In August 2014, the FASB issued ASU No. 2014-15, Presentation of Financial Statements - Going Concern: Disclosure of Uncertainties About an Entity's Ability to Continue as a Going Concern. The ASU requires management to assess an entity’s ability to continue as a going concern and to provide related footnote disclosures in certain circumstances. Substantial doubt about an entity's ability to continue as a going concern exists when relevant conditions and events, consolidated in the aggregate, indicate that it is probable that an entity will be unable to meet its obligations as they become due within one year after the date that the financial statements are issued. Currently, there is no guidance in U.S. GAAP for management's responsibility to perform an evaluation. Under the update, management's evaluation is to be performed when preparing financial statements for each annual and interim reporting period and based on relevant conditions and events that are known and reasonably knowable at the date that the financial statements are issued. The Company adopted the guidance on January 1, 2016 and it did not have a material effect on our financial condition, results of operations or cash flows.

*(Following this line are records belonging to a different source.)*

PR #2743, opened 2026-05-26
fix(api): make check intent state a hard fail

Itrulia:
Without this, we will book money even when we don't know if it has been paid already or not

### DIFF
--- a/libs/membership/api/src/lib/periodic-job/subscription.service.ts
+++ b/libs/membership/api/src/lib/periodic-job/subscription.service.ts
@@ -455,23 +455,29 @@ export class SubscriptionService {
     }
     const payments = await this.payments.findByInvoiceId(invoice.id);
     for (const payment of payments) {
-      if (!payment || !payment.intentID) continue;
+      if (!payment || !payment.intentID) {
+        continue;
+      }
+
       try {
         const intentState = await paymentProvider.checkIntentStatus({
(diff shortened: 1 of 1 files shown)


LukasSkywalker (approved):

libs/membership/api/src/lib/periodic-job/subscription.service.ts
```diff
@@ -455,23 +455,29 @@ export class SubscriptionService {
...
         logger('checkInvoiceState').error(
-          'Checking payment <%s> with intent %s on payment provider %s soft failed with error: %s',
+          'Checking payment <%s> with intent %s on payment provider %s hard failed with error: %s',
           payment.id,
           payment.intentID,
           paymentProvider.getName(),
           e
         );
+
+        throw e;
```
michael-scheurer, line 480: How about expired credit cards where charging the payment mean wasn't pissible. Is this also going to be a hard fail? Because in these cases it must try again every night until subscription is cancelled. Please check on this. This is very important.
@LukasSkywalker @elias-summermatter 
@Itrulia

Itrulia: Thats not what the intent check does. The intent check checks on the payment provider if it has been paid or not.

This essentially charged the user again if the intent check failed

In January 2015, the FASB issued ASU No. 2015-01, Income Statement-Extraordinary and Unusual Items: Simplifying Income Statement Presentation by Eliminating the Concept of Extraordinary Items. ASU 2015-01 eliminates from GAAP the concept of extraordinary items. The presentation and disclosure guidance for items that are unusual in nature or occur infrequently will be retained and will be expanded to include items that were previously classified as extraordinary. ASU 2015-01 is effective for the Company on January 1, 2016, with earlier adoption permitted using either a prospective or retrospective method. This ASU did not have a material effect on our financial condition, results of operations or cash flows.

In April 2015, the FASB issued ASU No. 2015-03, Interest - Imputation of Interest (Subtopic 835-30): Simplifying the Presentation of Debt Issuance Costs. ASU 2015-03 intends to simplify the presentation of debt issuance costs by requiring that debt issuance costs related to a recognized debt liability be presented in the balance sheet as a direct deduction from the carrying amount of that debt liability, consistent with debt discounts. The recognition and measurement guidance for debt issuance costs are not affected by the amendments in this ASU.  In August 2015, the FASB issued ASU 2015-15 which clarifies that the guidance issued in April 2015 does not apply to line-of-credit arrangements. According to ASU 2015-15, line-of-credit arrangements will continue to present debt issuance costs as an asset and subsequently amortize the deferred debt issuance costs ratably over the term of the arrangement. ASU 2015-03 is effective for fiscal years beginning after December 15, 2015, and interim periods within those fiscal years. The Company adopted the guidance on January 1, 2016, with retrospective application in the accompanying Condensed Consolidated Balance Sheet at December 31, 2015. This change in accounting principle resulted in net deferred financing costs of $7.8 million incurred in connection with the issuance of the Company's long-term debt (excluding revolving credit facilities) at December 31, 2015 being reclassified as a direct reduction of the long-term debt balance. The presentation of the net deferred financing costs incurred in connection with the issuance of the Company's revolving credit facilities as of December 31, 2015, are not affected by the adoption of this new accounting guidance and are included in other assets in the accompanying Consolidated Balance Sheet.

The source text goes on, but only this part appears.